■ Problem details:
A line belongs in the answer only if it contains the word "expected"; copy every such line from the listing below.

■ Data shown:
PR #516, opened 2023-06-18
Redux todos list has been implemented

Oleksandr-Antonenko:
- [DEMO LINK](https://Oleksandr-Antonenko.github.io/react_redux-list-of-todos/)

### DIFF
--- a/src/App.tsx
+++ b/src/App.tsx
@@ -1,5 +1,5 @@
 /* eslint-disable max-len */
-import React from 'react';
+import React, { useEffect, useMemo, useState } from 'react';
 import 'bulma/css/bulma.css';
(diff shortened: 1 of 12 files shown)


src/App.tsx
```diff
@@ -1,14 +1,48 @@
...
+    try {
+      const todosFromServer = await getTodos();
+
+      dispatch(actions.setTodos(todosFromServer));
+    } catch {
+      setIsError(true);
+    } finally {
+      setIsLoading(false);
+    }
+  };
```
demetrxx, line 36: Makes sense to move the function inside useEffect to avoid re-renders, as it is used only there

* * *

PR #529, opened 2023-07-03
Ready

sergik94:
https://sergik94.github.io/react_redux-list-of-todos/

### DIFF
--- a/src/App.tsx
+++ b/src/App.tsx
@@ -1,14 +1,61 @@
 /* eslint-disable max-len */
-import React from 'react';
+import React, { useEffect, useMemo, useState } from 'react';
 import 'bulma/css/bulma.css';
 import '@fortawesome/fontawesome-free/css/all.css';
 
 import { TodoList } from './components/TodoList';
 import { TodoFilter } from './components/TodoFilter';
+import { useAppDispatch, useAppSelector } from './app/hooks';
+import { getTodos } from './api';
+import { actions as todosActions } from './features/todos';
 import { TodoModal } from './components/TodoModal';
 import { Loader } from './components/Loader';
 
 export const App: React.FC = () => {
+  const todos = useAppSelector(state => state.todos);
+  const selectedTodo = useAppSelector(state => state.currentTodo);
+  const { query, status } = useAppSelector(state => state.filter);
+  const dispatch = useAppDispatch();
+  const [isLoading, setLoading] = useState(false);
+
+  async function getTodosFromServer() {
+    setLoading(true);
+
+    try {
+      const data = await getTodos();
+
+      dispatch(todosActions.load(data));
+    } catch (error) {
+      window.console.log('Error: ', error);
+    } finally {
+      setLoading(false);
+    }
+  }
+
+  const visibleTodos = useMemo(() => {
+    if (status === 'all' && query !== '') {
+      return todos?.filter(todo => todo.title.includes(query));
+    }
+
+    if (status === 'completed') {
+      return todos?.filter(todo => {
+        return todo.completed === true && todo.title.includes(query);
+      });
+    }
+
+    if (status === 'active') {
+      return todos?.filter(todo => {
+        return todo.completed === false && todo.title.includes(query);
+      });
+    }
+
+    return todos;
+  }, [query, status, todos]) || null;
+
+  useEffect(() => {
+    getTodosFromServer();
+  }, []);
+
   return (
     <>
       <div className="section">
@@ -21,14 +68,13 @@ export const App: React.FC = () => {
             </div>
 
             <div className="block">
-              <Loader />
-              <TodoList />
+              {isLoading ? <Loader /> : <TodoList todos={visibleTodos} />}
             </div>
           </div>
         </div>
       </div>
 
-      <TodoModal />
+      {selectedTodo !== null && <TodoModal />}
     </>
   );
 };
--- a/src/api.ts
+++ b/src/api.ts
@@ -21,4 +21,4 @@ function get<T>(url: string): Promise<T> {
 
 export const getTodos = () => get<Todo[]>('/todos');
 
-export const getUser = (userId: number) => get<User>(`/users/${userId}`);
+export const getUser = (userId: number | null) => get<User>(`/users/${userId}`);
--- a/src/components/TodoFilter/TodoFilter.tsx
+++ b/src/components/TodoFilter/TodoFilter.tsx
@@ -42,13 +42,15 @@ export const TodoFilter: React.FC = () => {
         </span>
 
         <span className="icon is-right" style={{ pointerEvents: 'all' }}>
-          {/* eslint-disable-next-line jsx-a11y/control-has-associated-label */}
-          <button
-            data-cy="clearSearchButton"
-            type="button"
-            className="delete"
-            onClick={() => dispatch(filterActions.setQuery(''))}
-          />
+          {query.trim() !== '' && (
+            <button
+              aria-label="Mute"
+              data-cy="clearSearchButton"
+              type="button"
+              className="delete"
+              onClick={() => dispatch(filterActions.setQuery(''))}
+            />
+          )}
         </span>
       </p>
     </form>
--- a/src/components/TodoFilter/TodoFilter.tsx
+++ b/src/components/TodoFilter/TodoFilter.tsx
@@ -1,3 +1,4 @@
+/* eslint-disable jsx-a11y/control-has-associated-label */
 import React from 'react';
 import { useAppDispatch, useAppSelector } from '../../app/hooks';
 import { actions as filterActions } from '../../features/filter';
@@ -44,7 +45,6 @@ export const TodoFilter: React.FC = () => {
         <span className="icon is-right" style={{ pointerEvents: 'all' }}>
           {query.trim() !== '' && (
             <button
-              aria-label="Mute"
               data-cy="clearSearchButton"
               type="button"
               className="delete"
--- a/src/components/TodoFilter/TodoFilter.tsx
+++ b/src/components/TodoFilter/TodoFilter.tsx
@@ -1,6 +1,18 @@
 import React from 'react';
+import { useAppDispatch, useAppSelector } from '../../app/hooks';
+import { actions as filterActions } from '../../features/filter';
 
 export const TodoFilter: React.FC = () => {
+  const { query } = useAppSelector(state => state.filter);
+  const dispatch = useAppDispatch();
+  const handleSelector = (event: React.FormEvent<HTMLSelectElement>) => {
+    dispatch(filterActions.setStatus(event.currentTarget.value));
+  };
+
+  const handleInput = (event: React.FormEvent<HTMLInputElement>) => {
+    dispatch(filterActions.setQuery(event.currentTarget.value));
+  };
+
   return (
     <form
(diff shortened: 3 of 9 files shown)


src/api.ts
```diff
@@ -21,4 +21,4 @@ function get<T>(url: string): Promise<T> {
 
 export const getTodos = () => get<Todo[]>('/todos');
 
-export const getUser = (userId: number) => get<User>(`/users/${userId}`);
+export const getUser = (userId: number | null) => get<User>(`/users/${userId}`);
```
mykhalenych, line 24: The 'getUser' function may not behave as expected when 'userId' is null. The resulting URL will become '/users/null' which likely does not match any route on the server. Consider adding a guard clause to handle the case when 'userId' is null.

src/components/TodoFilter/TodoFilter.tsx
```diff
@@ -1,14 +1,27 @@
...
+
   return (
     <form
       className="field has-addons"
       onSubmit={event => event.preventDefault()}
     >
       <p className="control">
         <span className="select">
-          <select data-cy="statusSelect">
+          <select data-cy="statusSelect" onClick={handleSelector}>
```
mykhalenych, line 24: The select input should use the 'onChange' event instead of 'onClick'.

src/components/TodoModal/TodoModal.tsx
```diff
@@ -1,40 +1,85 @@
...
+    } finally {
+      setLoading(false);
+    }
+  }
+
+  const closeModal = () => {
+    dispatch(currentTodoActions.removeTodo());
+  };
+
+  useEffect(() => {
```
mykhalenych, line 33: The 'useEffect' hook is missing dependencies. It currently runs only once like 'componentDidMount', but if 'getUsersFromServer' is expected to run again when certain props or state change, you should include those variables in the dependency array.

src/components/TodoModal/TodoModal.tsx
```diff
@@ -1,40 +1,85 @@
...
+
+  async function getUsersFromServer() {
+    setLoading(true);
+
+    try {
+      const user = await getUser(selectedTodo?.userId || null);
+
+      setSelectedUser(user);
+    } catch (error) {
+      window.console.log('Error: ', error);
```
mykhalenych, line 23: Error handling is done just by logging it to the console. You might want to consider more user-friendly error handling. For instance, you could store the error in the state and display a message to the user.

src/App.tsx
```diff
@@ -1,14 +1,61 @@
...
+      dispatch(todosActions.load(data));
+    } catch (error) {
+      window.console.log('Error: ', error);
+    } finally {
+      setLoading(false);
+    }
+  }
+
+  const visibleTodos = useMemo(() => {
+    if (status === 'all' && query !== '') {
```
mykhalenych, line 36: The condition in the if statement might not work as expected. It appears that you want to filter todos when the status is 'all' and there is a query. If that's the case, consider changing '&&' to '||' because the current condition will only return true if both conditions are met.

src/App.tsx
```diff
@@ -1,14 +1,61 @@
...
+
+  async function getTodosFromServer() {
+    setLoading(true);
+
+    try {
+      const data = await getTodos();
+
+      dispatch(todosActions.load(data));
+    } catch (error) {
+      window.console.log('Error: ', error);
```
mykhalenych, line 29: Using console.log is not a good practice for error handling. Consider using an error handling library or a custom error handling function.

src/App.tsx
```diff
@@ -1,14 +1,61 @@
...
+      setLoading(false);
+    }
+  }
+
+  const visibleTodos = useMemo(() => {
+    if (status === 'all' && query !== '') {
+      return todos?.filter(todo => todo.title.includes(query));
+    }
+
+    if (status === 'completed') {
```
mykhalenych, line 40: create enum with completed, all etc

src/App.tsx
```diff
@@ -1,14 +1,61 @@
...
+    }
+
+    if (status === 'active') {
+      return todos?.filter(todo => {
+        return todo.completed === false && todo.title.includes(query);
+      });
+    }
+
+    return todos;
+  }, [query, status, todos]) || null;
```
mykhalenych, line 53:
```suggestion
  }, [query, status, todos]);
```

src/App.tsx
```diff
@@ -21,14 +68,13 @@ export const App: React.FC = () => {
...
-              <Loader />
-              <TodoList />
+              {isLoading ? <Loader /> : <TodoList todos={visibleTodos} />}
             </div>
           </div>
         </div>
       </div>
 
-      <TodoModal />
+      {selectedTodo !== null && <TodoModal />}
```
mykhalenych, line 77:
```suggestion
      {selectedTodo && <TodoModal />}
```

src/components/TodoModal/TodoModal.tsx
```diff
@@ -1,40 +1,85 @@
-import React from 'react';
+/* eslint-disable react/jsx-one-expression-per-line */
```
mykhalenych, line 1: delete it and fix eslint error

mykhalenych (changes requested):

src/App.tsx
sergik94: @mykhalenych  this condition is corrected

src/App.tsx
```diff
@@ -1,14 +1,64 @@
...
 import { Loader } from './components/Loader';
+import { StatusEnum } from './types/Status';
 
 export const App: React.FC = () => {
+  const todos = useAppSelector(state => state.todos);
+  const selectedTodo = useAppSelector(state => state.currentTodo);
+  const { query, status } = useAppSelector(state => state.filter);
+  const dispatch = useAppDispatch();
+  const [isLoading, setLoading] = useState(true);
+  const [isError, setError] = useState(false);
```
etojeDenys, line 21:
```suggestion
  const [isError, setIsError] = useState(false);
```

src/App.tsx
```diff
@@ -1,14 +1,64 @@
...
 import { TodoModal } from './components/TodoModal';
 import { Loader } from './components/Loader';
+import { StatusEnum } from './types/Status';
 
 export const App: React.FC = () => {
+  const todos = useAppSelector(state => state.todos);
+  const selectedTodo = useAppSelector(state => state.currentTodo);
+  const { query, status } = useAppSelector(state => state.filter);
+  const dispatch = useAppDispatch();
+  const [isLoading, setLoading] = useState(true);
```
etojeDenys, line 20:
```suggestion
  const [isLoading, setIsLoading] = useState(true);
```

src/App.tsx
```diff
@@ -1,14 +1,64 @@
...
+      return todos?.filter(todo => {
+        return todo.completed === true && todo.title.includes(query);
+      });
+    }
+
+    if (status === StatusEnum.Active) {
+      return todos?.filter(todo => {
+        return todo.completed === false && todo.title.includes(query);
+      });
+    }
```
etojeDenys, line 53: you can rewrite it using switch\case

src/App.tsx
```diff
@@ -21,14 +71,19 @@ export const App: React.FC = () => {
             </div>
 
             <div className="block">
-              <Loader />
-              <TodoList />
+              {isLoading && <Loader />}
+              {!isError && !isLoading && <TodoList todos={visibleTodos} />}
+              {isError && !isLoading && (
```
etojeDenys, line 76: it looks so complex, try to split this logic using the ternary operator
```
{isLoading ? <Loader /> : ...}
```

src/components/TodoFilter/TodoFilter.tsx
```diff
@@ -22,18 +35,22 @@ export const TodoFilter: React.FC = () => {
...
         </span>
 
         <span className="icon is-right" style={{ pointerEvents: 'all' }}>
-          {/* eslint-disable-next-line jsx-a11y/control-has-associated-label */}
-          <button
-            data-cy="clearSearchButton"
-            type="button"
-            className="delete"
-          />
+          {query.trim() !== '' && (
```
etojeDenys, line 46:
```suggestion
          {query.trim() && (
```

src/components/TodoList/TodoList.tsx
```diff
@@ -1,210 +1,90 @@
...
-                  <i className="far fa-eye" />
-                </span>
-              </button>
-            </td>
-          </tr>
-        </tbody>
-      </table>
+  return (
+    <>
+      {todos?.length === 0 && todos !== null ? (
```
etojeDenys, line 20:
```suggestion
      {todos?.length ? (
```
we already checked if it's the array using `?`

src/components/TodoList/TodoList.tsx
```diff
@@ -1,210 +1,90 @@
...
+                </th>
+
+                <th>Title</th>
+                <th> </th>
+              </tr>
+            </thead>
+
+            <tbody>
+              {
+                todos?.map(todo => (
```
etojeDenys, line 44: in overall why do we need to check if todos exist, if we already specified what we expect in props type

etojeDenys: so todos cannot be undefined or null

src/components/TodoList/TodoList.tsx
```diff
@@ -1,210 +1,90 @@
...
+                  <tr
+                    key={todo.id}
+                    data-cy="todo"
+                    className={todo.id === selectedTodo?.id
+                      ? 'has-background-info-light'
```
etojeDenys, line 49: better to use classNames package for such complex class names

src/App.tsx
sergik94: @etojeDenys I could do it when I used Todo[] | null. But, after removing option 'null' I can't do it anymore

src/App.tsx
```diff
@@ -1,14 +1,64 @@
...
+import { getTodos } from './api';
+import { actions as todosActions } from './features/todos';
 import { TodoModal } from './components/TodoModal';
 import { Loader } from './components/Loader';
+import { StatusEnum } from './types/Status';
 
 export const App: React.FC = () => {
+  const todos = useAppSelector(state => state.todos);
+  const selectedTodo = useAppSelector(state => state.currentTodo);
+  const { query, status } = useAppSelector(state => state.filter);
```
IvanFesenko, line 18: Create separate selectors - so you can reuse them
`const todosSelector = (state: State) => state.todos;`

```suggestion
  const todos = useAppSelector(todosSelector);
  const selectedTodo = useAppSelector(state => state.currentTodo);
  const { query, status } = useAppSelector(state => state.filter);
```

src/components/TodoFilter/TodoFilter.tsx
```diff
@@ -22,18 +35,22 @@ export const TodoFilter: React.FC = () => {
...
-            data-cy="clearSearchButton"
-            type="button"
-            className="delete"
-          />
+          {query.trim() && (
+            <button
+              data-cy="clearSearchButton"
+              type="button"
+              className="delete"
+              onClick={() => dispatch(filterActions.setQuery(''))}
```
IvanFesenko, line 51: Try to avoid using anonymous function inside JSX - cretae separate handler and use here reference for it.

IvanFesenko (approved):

■ Written response:
mykhalenych, line 24: The 'getUser' function may not behave as expected when 'userId' is null. The resulting URL will become '/users/null' which likely does not match any route on the server. Consider adding a guard clause to handle the case when 'userId' is null.
mykhalenych, line 33: The 'useEffect' hook is missing dependencies. It currently runs only once like 'componentDidMount', but if 'getUsersFromServer' is expected to run again when certain props or state change, you should include those variables in the dependency array.
mykhalenych, line 36: The condition in the if statement might not work as expected. It appears that you want to filter todos when the status is 'all' and there is a query. If that's the case, consider changing '&&' to '||' because the current condition will only return true if both conditions are met.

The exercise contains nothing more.